Cybersecurity entity of the government of Saudi Arabia

National Cybersecurity Authority, National Cyber Security Authority, or the Saudi National Cybersecurity Authority, is a government security entity in Saudi Arabia which focuses primarily on the country's computer security. Created in 2017, it is directly linked to the office of the king.

==History==
The organization was set up through the royal decree issued by King Salman bin Abdul Aziz Al Saud on 31 October 2017 which was heavily backed by Crown Prince Muhammad bin Salman bin Abdul Aziz Al Saud.

“The authority will be linked to the King and is created to boost cyber security of the state, protect its vital interests, national security and sensitive infrastructure” ― Saudi Press Agency

==Recent announcements==
King Salman bin Abdul Aziz Al Saud issued a royal decree dated 23 July 2018/10 Dhul Qada 1439 which stressed that all government agencies should upgrade their cyber security to protect their networks, systems and electronic data, and abide by policies, frameworks, standards and guidelines issued by NCA.

On 6 October 2018, NCA had issued core cyber security controls document for minimum standards to be applied in various national agencies to reduce the risk of cyber threats.
Along with circulating the news to the private sectors, NCA also said the same to government departments that they have to abide by the policies, frameworks, criteria, guidelines and regulations issued by the authority in this regard.

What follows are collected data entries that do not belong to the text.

PR #1542, opened 2017-09-15
add KVO watcher for hs.settings

asmagill:
But I'm not sure it's worth adding... it doesn't work for keys with a period (".") in the name, so it doesn't really help with #1536 

the added function:

~~~
Function: hs.settings.watchKey(identifier, key, [fn | nil]) -> identifier | current value

Get or set a watcher to invoke a callback when the specified settings key changes

Parameters:
 * identifier - a required string used as an identifier for this callback
 * key        - the settings key to watch for changes to
 * fn         - the callback function to be invoked when the specified key changes.  If this is an
explicit nil, removes the existing callback.

Returns:
 * if a callback is set or removed, returns the identifier; otherwise returns the current callback
function or nil if no callback function is currently defined.

Notes:
 * the identifier is required so that multiple callbacks for the same key can be registered by
separate modules; it's value doesn't affect what is being watched but does need to be unique
between multiple watchers of the same key.

 * Does not work with keys that include a period (.) in the key name because KVO uses dot notation
to specify a sequence of properties.  If you know of a way to escape periods so that they are
watchable as NSUSerDefault key names, please file an issue and share!
~~~

### DIFF
--- a/extensions/settings/internal.m
+++ b/extensions/settings/internal.m
@@ -1,5 +1,47 @@
-#import <Cocoa/Cocoa.h>
-#import <LuaSkin/LuaSkin.h>
+@import Cocoa ;
+@import LuaSkin ;
+
+// establish a unique context for identifying our observers
+static const char * const USERDATA_TAG = "hs.settings" ;
+static void *myKVOContext = &myKVOContext ; // See http://nshipster.com/key-value-observing/
+static int refTable = LUA_NOREF ;
+
+@interface HSUserDefaultKVOWatcher : NSObject ;
+@property NSMutableDictionary *watchedKeys ;
+@end
+
+@implementation HSUserDefaultKVOWatcher
+- (instancetype)init {
+    self = [super init] ;
+    if (self) {
+        _watchedKeys = [[NSMutableDictionary alloc] init] ;
+    }
+    return self ;
+}
+
+- (void)observeValueForKeyPath:(NSString *)keyPath ofObject:(id)object change:(NSDictionary *)change context:(void *)context {
+//     [LuaSkin logWarn:[NSString stringWithFormat:@"in observeValueForKeyPath for %@ with %@", keyPath, change]] ;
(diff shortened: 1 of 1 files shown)


cmsj:
https://mjtsai.com/blog/2016/02/22/use-and-misuse-of-nsuserdefaults/ seems to suggest that you can't KVO notifications from another app.

That said, I still think this is a good addition - it could be a nice way to keep different parts of your config decoupled if they need to care about some shared settings.

asmagill:
I think I remember reading somewhere that that changed in 10.12, but I can't find it now...

At any rate, watching "NSCloseAlwaysConfirmsChanges" and then changing the relevant setting in the General System Preferences panel is caught, so it at least works sometimes for global items... just not ones with a period in the key name.

Having a period in the key name of a value stored in "org.hammerspoon.Hammerspoon" is also not watchable... it seems to be because of KVO's use of dot notation for indicating the path to a property on an object.

cmsj:
@asmagill shall we toss this in for 0.9.56?

asmagill:
I'm ambivalent... the original intent was to be able to watch global settings... and you can, some of them, but not, it seems some of the newer multi-part named ones (I almost wonder if that's on purpose by Apple)... on the other hand it is useful in some cases and can definately be used to watch Hammerspoon's own settings (again, as long as they don't have periods in their name) for user defined puposes across multiple functions/files or watchers... but that was why `hs.watchable` was added... so, I don't know... I don't anticipate using it myself, but if you or @latenitefilms still see value in it, then I have no objections, just disappointment that it's not more all encompassing.

asmagill:
And who knows,maybe someone out there knows how to escape the periods and will chime in with an update, so I guess I'm for it...

cmsj:
ack, thanks. I'll merge this and then cut a release (hopefully, I'm on my laptop rather than my iMac, so it might all explode and need to wait until Sunday/Monday)

PR #1545, opened 2017-09-15
Added hs.dialog.font

latenitefilms:
This is still very much a work-in-progress.


latenitefilms:
@asmagill - Did you come up with any brains waves for this when working on `hs.guitk`?

asmagill:
Not really... by setting a textfield element to editable and styleEditable, you can pull up the font dialog for the textfield by right clicking in it and selecting it from the Font submenu, but everything "just works" for modifying the text in the textfield -- I don't need to capture or track anything special.

I do have plans, after guitk is in core, to add support for a scrolling text area that supports rulers, scrollbar, etc. and it may be a bigger issue then; then again it may just work there too since that's the environment it was designed for and this module attempts to use it outside of its intended target.

So, sorry, but I don't have any suggestions yet!

PR #1668, opened 2018-02-01
Switch LuaSkin initialisation to allow for setting the delegate extremely early - before Lua is bootstrapped, so we can always have a logging delegate available.

cmsj:


latenitefilms:
@cmsj - I still can't get it to work, but that's maybe because of my poor Git skills.

cmsj:
@latenitefilms what's not working for you?

latenitefilms:
@cmsj - I still couldn't see any messages in Fabric when I tried merging this code into CommandPost.

cmsj:
@latenitefilms odd. I just did a release build, ran it outside of Xcode, did `hs.crash.crash()` in the console, re-launched the build and it uploaded: http://crashes.to/s/76e3d506b85 - click on "View all sessions" and it has all the `require` logs.

latenitefilms:
@cmsj - Found it! Thanks!!
screen shot 2018-02-04 at 12 28 39 am

PR #1685, opened 2018-02-14
Updated MIKMIDI & Documentation Tweaks

latenitefilms:
- Updated MIKMIDI to use master branch
- Updated in-line channel documentation


latenitefilms:
@cmsj & @asmagill - I updated the `podfile` to use the MIKMIDI master branch, so that we can take advantage of a few bug fixes in there. I also corrected a mistake in the in-line documentation.

Merge away if happy!

cmsj:
My concern there is that every time I do a `pod update` in the future, we're just going to unquestioningly grab the latest master of MIKMIDI, which might cause issues if they change their API.

Is it possible to pin the pod to a specific revision?

latenitefilms:
That’s what I was originally planning to do, but then we need to wait for the developers to push out a “release” before we can take advantage of the changes. I’d prefer to merge in the bug fixes as soon as we can. The master branch always seems to be “stable”, and if they do change the API, I’ll jump onto updating hs.midi ASAP if that works for you?

latenitefilms:
@cmsj - Alternatively, I could just do the latest and great MIKMIDI changes in CommandPost, however, will that cause sync issues when I merge from Hammerspoon to CommandPost (which I basically do straight away, as soon as you make a change)?

cmsj:
@latenitefilms perfect, thanks!

Issue #1600, opened 2017-11-13
Configurable fade speed for alerts


pbdeuchler:
Is it possible to change the function signature of `hs.alert.show` to control the speed of fade out/fade in for alerts? I'm pretty proficient with lua but I couldn't figure out where to make the change, if someone points me in the right direction I could probably whip up a PR in the next couple of days.

cmsj:
Modifying `hs.alert.show()` will be tricky because its final parameter is an optional number, so if we add another optional number it will be impossible to tell which one the user meant.

If you take a look at `extensions/alert/init.lua` you'll see that `0.15` is used throughout as a constant value for the fade time. My suggestion would be to make that a module level variable that users can override. See `hs.alert.defaultStyle` for a reasonable indication of how we declare/document module variables (although obviously for the fade time it would be a number not a table :)

I'm going to close this because I think I've covered what you want, but please feel free to re-open it if you want to discuss this further 🙂

PR #1692, opened 2018-02-18
Add Fade in/out duration to hs.alert

trofimovilya:
Add fadeInDuration and fadeOutDuration property to style parameter

There is such issue:
[Issue 1600](https://github.com/Hammerspoon/hammerspoon/issues/1600)

Particularly for me it is useful in order to have an ability to instantly recreate an alert without FadeIn effect.
I tried to use `hs.alert` to alert about Spotify/iTunes volume changes. So when I press for example a volume down button, I expected to have a single alert showing current volume state of a player. I can prevent multiple alert by closing the alert using `closeSpecific` function without fade out effect, but new alert is created above the old one with fade in effect and it looks like a sort of blink effect.


cmsj:
Thanks!

PR #1709, opened 2018-03-16
[READY] Issue #1708 - Fixed callback bug in hs.tangent

### LINKED ISSUE #1708: Bug in hs.tangent potentially throwing away useful data
Andy from Tangent reports...

> **Multiple controls**
> When moving the trackerballs in the X axis only they behave OK however when moving vertically (together with some small unintentional horizontal movement) they are very steppy. It’s as if the horizontal movement takes priority and the vertical movement is only processed occasionally. I can achieve the same effect by moving Temperature and Hue at the same time – Temp takes priority and Hue only responds if you stop moving Temp. I’m pretty sure that I know what’s going on here:
>  
> If multiple controls are moved at the same time on the panel (e.g. a single trackerball which is effectively 2 encoders) then the message which you receive from the Hub will messages encapsulate a number of commands. Each message starts with a 32 bit integer value which indicates the number of bytes that will follow to complete the message. Commands then follow one by one until the message is complete.
>  
> **Format:**            `<numBytes>, <command1>, <command2>, …`
>  
> I strongly suspect that you’re reading the first command and then discarding any subsequent commands within the message.
> I’ve been able to confirm this by swapping the Temp and Hue parameters over on the panel. Now Hue takes priority over Temp i.e. if more than one command is initiated within the poll period (40mS) then the command caused by the lowest ID encoder is acted upon while others are discarded.

@cmsj or @asmagill - Any chance you could help me solve this?

latenitefilms:
- Fixed bug in `hs.tangent` where only the first command in a series of
commands was being processed.
- Closes #1708


latenitefilms:
@cmsj - This seems to be working now, so I believe this is all good to merge!

Thanks so much for all your help!!

PR #1733, opened 2018-04-07
Add Lua stack guarding functions to all C->Lua entrypoints, since they must have zero side-effects on the stack

cmsj:


cmsj:
So this is the next step on my path to causing everything to crash until we figure out why things are crashing.

The tl;dr here is that when we go from a C callback into Lua, we must take great care to leave the Lua stack as we found it. I think we all knew that at some point, and I would note that @asmagill seems to be very good at it, but I thought it might be sensible to formalise things with a couple of macros that kill Hammerspoon if it's not the case.

Turning on the API checker has revealed a few `stack overflow` situations, and I think some of them are happening because C->Lua codepaths are slowly leaking things onto the stack until it fills up. So, in the same spirit of enabling the API checker, I want to enable these stack guard macros in release builds, so we can figure out quickly, which paths are leaking, and fix them (and also prevent new ones from creeping in by always using these macros).

Any objections? :)

asmagill:
I whole heartedly agree, though my ability to help address some of the crashes as we get reports will remain spotty for the next month or so; that said, it's good to see such progress and attention to the project and I will help as and when I can!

On October 5, 2020, the NCA announced the issuing of the Cloud Cybersecurity Controls, with the goal of bolstering the reliability of cloud services. The announcement came alongside many of the NCA's existing efforts to protect businesses and the community from cybersecurity threats.

== Global Cybersecurity Forum (GCF) ==
The authority is organizing a two-day Global Cybersecurity Forum (GCF) under the patronage of King Salman bin Abdulaziz. The forum will take place in February 2020 The Saudi capital Riyadh bringing decision-makers and experts from governments. It also invites participants from business and academia. A range of investors and representatives of international organizations will be participating to address cyber-related issues and challenges.